The Daily Ardmoreite
Posted Jan 03, 2009 @ 11:15 PM

Ardmore, OK —

Three seasons ago, the Rice Owls were 1-10 and saw Ken Hatfield step down as head coach.

The next year, Todd Graham led the Owls to a 7-6 mark and landed the third-best Oklahoma line prospect in Ardmore’s Tyler Parish. Graham left shortly after that, and so did the turnaround in Owls football.

But Parish has just experienced his own upward swing at Rice. Following a 3-9 season he redshirted, the 6-foot-4, 285-pound offensive lineman helped the Owls put on the points and victories with a 10-3 Conference USA West co-championship. Rice beat Western Michigan 38-14 in Tuesday’s Texas Bowl on the Houston Texans’ turf.

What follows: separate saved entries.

PR #2571, opened 2020-01-09
fix: lightweight button looks like plain text in high contrast mode

khamudom:
# Description
Bug: 
Accessibility: MAS4.3.1: HighContrast:  "Back to extensions home" button looks like static text in High contrast themes.
https://microsoft.visualstudio.com/Edge/_workitems/edit/24461248/

In high contrast mode, the lightweight button looks like plain text, so I added the underline.

High Contrast Black
rest
image
hover
image

High Contrast White
rest
image
hover
image

## Issue type checklist

## Process & policy checklist

### DIFF
--- a/packages/fast-components-styles-msft/src/button/index.ts
+++ b/packages/fast-components-styles-msft/src/button/index.ts
@@ -40,7 +40,7 @@ import {
 import { applyDisabledState } from "../utilities/disabled";
 import {
     highContrastAccent,
-    highContrastBackground,
+    HighContrastColor,
     highContrastDisabledBorder,
     highContrastDisabledForeground,
     highContrastDoubleFocus,
@@ -73,13 +73,19 @@ const applyTransparentBackplateStyles: CSSRules<DesignSystem> = {
     ...applyFocusVisible({
         "border-color": "transparent",
         "box-shadow": "none",
+        ...highContrastHighlightForeground,
         "& $button_contentRegion::before": {
             background: neutralForegroundRest,
             height: toPx<DesignSystem>(focusOutlineWidth),
-            ...highContrastBackground,
+            ...highContrastHighlightBackground,
         },
     }),
     // Underline
+    "& $button_contentRegion::before": {
+        [highContrastSelector]: {
+            background: HighContrastColor.buttonText,
+        },
+    },
     "&:hover $button_contentRegion::before": {
         background: accentForegroundHover,
         ...highContrastHighlightBackground,
@@ -249,6 +255,11 @@ const styles: ComponentStyles<ButtonClassNameContract, DesignSystem> = {
             },
             "&$button__disabled": {
                 ...highContrastDisabledBorder,
+            },
+            "& $button_contentRegion::before": {
+                [highContrastSelector]: {
+                    background: "transparent",
+                },
             },
         },
     },
--- a/packages/fast-components-styles-msft/src/lightweight-button/index.ts
+++ b/packages/fast-components-styles-msft/src/lightweight-button/index.ts
@@ -11,7 +11,6 @@ import {
 import { applyFocusVisible, toPx } from "@microsoft/fast-jss-utilities";
 import { focusOutlineWidth } from "../utilities/design-system";
 import {
-    highContrastBackground,
     HighContrastColor,
     highContrastDisabledForeground,
     highContrastHighlightBackground,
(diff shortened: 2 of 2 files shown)


bheston:
I missed this when we talked, but the lightweight button style is supposed to match that of a link. In high contrast mode I believe our default link treatment sticks to what Windows does using yellow at rest, with no underline. Hover goes white in Windows, and we add the underline consistently in FAST. Is that how the other link-styled components behave today?

chrisdholt:
> I missed this when we talked, but the lightweight button style is supposed to match that of a link. In high contrast mode I believe our default link treatment sticks to what Windows does using yellow at rest, with no underline. Hover goes white in Windows, and we add the underline consistently in FAST. Is that how the other link-styled components behave today?

I think this assumption is incorrect. Our guidance can be that this should primarily be used as buttons, but if this is a functional button it should look like a button. If it's a link it should look like a link. The issue raised from an accessibility standpoint was that when the control *is* a button it looks like text. In this case, I don't think we should force it to look like a link; it should look like a button but have an affordance that differentiates it from text.

bheston:
Previously we've talked about the styles being a convenience for how someone wants to develop an app vs. what they want it to look like. In this case, someone may want to handle the click event provided by a button, but have it look like a link (which would normally navigate to another page).

If someone chooses for their button to look like a link in normal mode, I think it should also look like a link in HC mode. The counter to that seems like it's giving more precedence to someone using HC to understand an implementation detail of whether it's a normal button or a link that will go to another page. I'm not sure why this would be more important for them to know though.

I'd like to formalize the HC designs and check for consistency across the board, but it still seems that this should follow the colors someone expects for being able to click, as opposed to something that might otherwise just be underlined text.

Underlined text doesn't "look like a button" either. That would need some sort of outline, which would cause margin issues because a lightweight button wouldn't necessarily be laid out the same, for instance when stacking a few links vs stacking a few buttons.

chrisdholt:
> Underlined text doesn't "look like a button" either. That would need some sort of outline, which would cause margin issues because a lightweight button wouldn't necessarily be laid out the same, for instance when stacking a few links vs stacking a few buttons.

I think there’s a fair point on this looking specifically like underlined text. I understand the concern about implementation details, but high contrast is useful to help those who are visually impaired or even those who have cognitive impairments navigate the UI and understand what kind of reasonable expectation they may have from interacting with it. For that reason, I agree that potentially having button look like underlined text is fair. I don’t know that the solution though is to have it appear as a link.
 
A link and a button fundamentally do different things and I believe there is a reason that there are different styles for each in HC mode. It gives low vision users an affordance of how they can reasonably expect something to behave. A link *should* navigate a user somewhere. A button *should* submit a form or perform an on page action. I don’t believe the intention of HC mode is for authors to persist their visual design language in the way described below, I think it exists to better aid and inform the user. When a user is setting their high contrast settings, they are shown (and able to choose) colors for hyperlinks, button text, disabled text, selected text, etc. I think these map to elements and attributes purposefully. 

As an example of how this could cause issues:
A disabled hyperlink is really just text – it’s an anchor with no href and in HC mode it will look like text because that is how it functionally behaves.  A disabled button however, has a different affordance than that and functionally behaves differently. Consider a user interacting with a page which has quite a few links on it. While interacting with a form a link at the bottom suddenly turns into a disabled button – why? Those are fundamentally different elements, what caused the sudden change?  I see a lot of opportunity for confusion this way.
 
Would we similarly style all back-plated buttons which functionally are links to take on the appearance of buttons in HC mode? I would hope not, and I don’t think we do. For similar reasons to the above scenario I think this would create a ton of confusion. 

**Rather than going the route of convoluting button and link in the UI, perhaps the actual design problem is:**
-> How do we style lightweight buttons which are actually buttons in High Contrast mode without taking on the high contrast affordance of a functional link?

bheston:
This change is better than the current style, and it seems like coming up with a more comprehensive design is more involved and potentially undesirable. I've been planning to incorporate HC design into the current modular styling investigation, so perhaps that will reveal something useful here.

khamudom:
There is a reason why High Contrast has a separate option to customize hyperlink buttons and non-anchor buttons. The reason we have a Link color value is to let users know that, I am a hyperlink and I am different from all the other buttons, I am going to take you somewhere. To me, in high contrast, the Link color value is not just to look like a clickable button or a link button, but what it actually does.
I get the concern that, in a sea of text, a non-anchor lightweight button, may look like and underline text. I apologize, I don't mean to assume, but I would hope base on the context of where and how the button is used, the end-user would know it is a clickable button.
This work resolves the current issue. But that does not mean we have to stop here, we can continue to research and investigate.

“It was wonderful,” Parish said Friday. “An awesome experience from being on a team to bowl activities to playing at Reliant Stadium.”

Maybe just as wonderful: Rice completed its first 10-win season since 1949 and won its first bowl game since the 1954 Cotton Bowl. Its winning streak now stands at eight.

If you think Parish and the Owls weathered a storm with a 2-3 start, they basically had to evade hurricanes Gustav and Ike in September.

“We had to stay in one of the dorms during the first one (Gustav),” Parish said. “That ended up just a lot of rain for us.”

When Ike hit Houston, the Owls stayed in Nashville, Tenn., after a loss to Vanderbilt for two extra days.

“There were some windows blown out from the wind, but there was a lot of tree damage,” Parish said.

Then the sun started to shine on the Owls.

Under second-year head man David Bailiff, Parish was called to step into a starting role and help protect a player who ranks higher in pass efficiency than Texas Tech’s Graham Harrell and Southern California’s Mark Sanchez — Chase Clement.

“It wasn’t something I’d expected, but I knew I’d have to step in (some way),” Parish said of starting. “At the first spring ball (practice), they told me I had to step up.”

No problem for Parish and Co. The line allowed Rice to average 472.2 total yards and 41.6 points per game this season and gave Clement time to pass for 3,812 yards and 41 touchdowns against seven interceptions.

“It was an awesome experience just to be around him, to see how he has these long drives,” Parish said. “Chase is quick, very elusive. It was difficult at times (to protect), but Chase has the ability to scramble and makes a lot of plays.”

For someone who was highly ranked as a college prospect in Oklahoma, Parish didn’t mind going to a school that isn’t known as a football powerhouse.

“It was just an absolute family atmosphere,” Parish said of Rice. “A chance to get a great education, one of the best available.”

Parish has done well in the classroom with a 3.3 grade-point average in — get ready for this — mathematical economical analysis.

“We look at the market and we see what we can do as far as the market goes (with math skills),” Parish said. “We see stock trends and how they go up and down and try to determine what’s the best thing for the economy.”

A Rice education more than pleases his father Mark Parish of Ardmore.

“We’re thrilled to death he can go to Rice and compete at a D-I level,” Mark said.
The elder Parish added Tyler had offers from Tulsa, Army and North Texas and was contacted by Ivy League schools. Even when Graham — who Tyler said recruited him — left for Tulsa, Parish stayed committed to the Owls.

And he’s seen improvement in his game from his Tiger days.

“I say I’m a lot better pass-blocker … a lot better,” Parish said. “I’d say a lot of it has to do with technique.”

After its most victorious season in 59 years, don’t expect Rice or Parish to change the game plan.

“We just keep doing what we’ve been doing, keep working hard and trying to improve,” he said.
All he’s waiting for now is his Texas Bowl ring.